Hybridization chain reaction (HCR)

krt8 (which marks the enveloping layer), mOxBFP reporter mRNA, and dendra mRNA were identified using HCR. HCR probes were designed using the Özpolat lab probe generator, found at https://github.com/rwnull/insitu_probe_generator. The probes were designed with amplifiers B2 and B3. 10 base pairs were skipped from the beginning of the cDNA, and the maximum poly A/T and poly G/C homopolymer length was 5. Probe pairs were ordered in plate format and OPools format (Integrated DNA Technologies), and resuspended in molecular biology grade water to a working concentration of 1 µM. Embryos were rehydrated in a gradient of 1:1 methanol:PBST and then to PBST. Embryos were then pre-hybridized in HCR probe hybridization buffer (Molecular Instruments) for 2 h at 37 °C with shaking at 300 rpm in a ThermoMixer C. To prepare probe working solution, 1 µL of each 1 µM HCR probe was diluted in 500 µL of probe hybridization buffer at 37 °C. Probe hybridization buffer was replaced with probe working solution and hybridized at 37 °C with shaking at 300 rpm overnight (12–16 h). Unbound probe was washed off using HCR probe wash buffer (Molecular Instruments) and pre-amplification was performed with hairpin amplification buffer (Molecular Instruments) for 2 h at room temperature. To prepare the hairpin mixtures, hairpins (3 µM, Molecular Instruments) were pre-annealed at 98 °C for 90 s and 25 °C for 30 min (ramp rate: −0.1 °C/s). Hairpin mixtures were then diluted to 1:100 in hairpin amplification buffer (Molecular Instruments), and embryos were incubated in the mixtures overnight (12–16 h at 24 °C with 300 rpm shaking). Following amplification, embryos were rinsed at 24 °C in 5× SSCT, followed by washes in PBST.

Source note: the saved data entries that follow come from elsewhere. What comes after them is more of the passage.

PR #360, opened 2020-02-16
Display times in the current user's time zone

### LINKED ISSUE #344: Mask timezones with user's local time zones
## Context
We need to display timestamps in the correct timezone -- the app TZ is UTC but users need to see a converted version of that to avoid confusion.  Will this require manual entry at account creation of the user's time zone?  Or can we adjust automatically?

This will probably be linked to and may be combined with #313 

image

## Process
As a logged in user, look at note timestamps.  This should be a global display setting of CST, with the database remaining in UTC.  
Add a user setting in the nav bar where they can change their time zone.
Add a user setting in the onboarding screen when a user clicks on their confirmation email link, where they can set their time zone as well.

As a logged in user, I should see timestamps in my own timezone
However, the database needs to remain in UTC

kyaroch:

## Changelog
- Allow users to set timezone during new user flow and when editing account details
- Display all times in the current user's time zone if it is set

## Link to issue:  
Fixes #344 

- Before casting `RECONCILIATION_INTERVAL.days.ago` to a date in `LockboxPartner#reconciliation_needed?`, I saw test failures when the date was different in CST and UTC. I used Timecop to confirm that this no longer happens.

## Relevant Screenshots: 
Screenshot_20200223_165901
Screenshot_20200223_165937

I am unable to take a screenshot of the open dropdown on my Linux machine, since opening the screenshot utility causes it to lose focus.

## Are you ready for review?:

- [x] Added relevant tests
- [x] Linked PR to the issue


config/application.rb
```diff
@@ -13,6 +13,8 @@ class Application < Rails::Application
 
     config.exceptions_app = routes
 
+    config.time_zone = 'Central Time (US & Canada)'
```
kyaroch: Note that this does _not_ affect what is stored in the database:
```
lockbox_rails_development=> SELECT * FROM notes WHERE id=63;
 id |       text        | notable_id |  notable_type  |         created_at         |         updated_at         | user_id | notable_action 
----+-------------------+------------+----------------+----------------------------+----------------------------+---------+----------------
 63 | aaaaaqasfefsdefsa |          3 | SupportRequest | 2020-02-16 22:41:36.764054 | 2020-02-16 22:41:36.764054 |       1 | annotate
```
But it does affect what is displayed in the rails console:
```
[4] pry(main)> Note.last
  Note Load (0.5ms)  SELECT "notes".* FROM "notes" ORDER BY "notes"."id" DESC LIMIT $1  [["LIMIT", 1]]
=> #<Note:0x00007fb9e4463f48
 id: 63,
 text: [FILTERED],
 notable_id: 3,
 notable_type: "SupportRequest",
 created_at: Sun, 16 Feb 2020 16:41:36 CST -06:00,
 updated_at: Sun, 16 Feb 2020 16:41:36 CST -06:00,
 user_id: 1,
 notable_action: "annotate">
```

app/controllers/application_controller.rb
```diff
@@ -1,6 +1,7 @@
 class ApplicationController < ActionController::Base
   before_action :authenticate_user!
   before_action :set_paper_trail_whodunnit
+  around_action :set_time_zone, if: -> { current_user&.time_zone }
```
kyaroch: https://thoughtbot.com/blog/its-about-time-zones

lib/update_support_request.rb
```diff
@@ -58,12 +58,10 @@ def cache_original_values
   def notate_changes
     note_text = []
 
-    timestamp = Time.now.strftime("%Y-%m-%d at %-I:%M%P")
```
kyaroch: Removing this because:
* If we write the time into a string literal, there's no way to display it in the user's time zone
* It's currently redundant with the `Note#created_at` timestamp

app/models/lockbox_partner.rb
```diff
@@ -70,7 +70,9 @@ def historical_actions
   def reconciliation_needed?
     return false unless persisted?
     return false unless !!reconciliation_interval_start
-    reconciliation_interval_start <= RECONCILIATION_INTERVAL.days.ago
+    # Cast the DateTime to a Date, since comparing a Date with a DateTime can
+    # cause unexpected results when the date is different in CST and UTC
+    reconciliation_interval_start <= RECONCILIATION_INTERVAL.days.ago.to_date
```
BintLopez: very helpful comment! muchas gracias! ✨ 🔮 🦄

app/models/support_request.rb
```diff
@@ -73,10 +73,7 @@ def status_options(include_current: false)
   end
 
   def record_creation
-    note_text =
-      "Support request generated by #{user.name} " \
-      "at #{created_at.strftime("%I:%M %p %:::z")} " \
-      "on #{created_at.strftime("%B %d, %Y")}"
```
BintLopez: Can we keep this in or do we lose the timestamp here?

config/application.rb
BintLopez: Discussed in person, and decided that per best practices stated in the Thoughtbot arcticle about timezones, we should _not_ set the timezone at the application level. However, we should set the timezone at the lockbox partner level. That way all accounting events inherit their timezone from the lockbox partner.

app/models/support_request.rb
BintLopez: discussed and decided that this is better represented by the note's created at timestamp and displayed there.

Imaging and quantification

Stained embryos were mounted in a lateral orientation in 1% low-melt agarose gel. Z-stack images of mounted embryos were acquired on a Nikon Eclipse Ti2 inverted resonant scanning confocal microscope with a Nikon DS-Ri2 camera using a 20×/0.75 NA air objective. Fluorescence of HCR-stained injected embryos was quantified in Fiji (ImageJ). Images were selected for lateral orientation, and yolk was cropped out to minimize the interference of auto-fluorescence on the measurements. The threshold of krt8 HCR fluorescence was adjusted as necessary to create a mask defined by the enveloping layer. This mask was used to create selections in the dendra and mOxBFP fluorescence channels. Areas outside the enveloping layer were defined by creating an inverse of the defined mask and de-selecting regions outside of the embryo. Fluorescence of selected regions was quantified using Fiji’s “Measure” function. Corrected total fluorescence (CTCF) of a selected region was calculated by subtracting the area of the selected region multiplied by the average background fluorescence from Integrated Density (ID) of the selected region. CTCF values of the dendra control signal and mOxBFP reporter signal were directly compared.

Statistics and reproducibility

For all statistical analyses performed in this study, the methods used are addressed in the relevant sections. For single-cell data, only cells with expression of at least 500 genes were retained. For images, embryos were excluded if they were mounted in an inappropriate orientation to visualize the mRNAs of interest. Embryos were randomly collected from natural mating of zebrafish. No statistical method was used to predetermine sample size. The investigators were not blinded to allocation during experiments and outcome assessment.

Reporting summary

Further information on research design is available in the Nature Portfolio Reporting Summary linked to this article.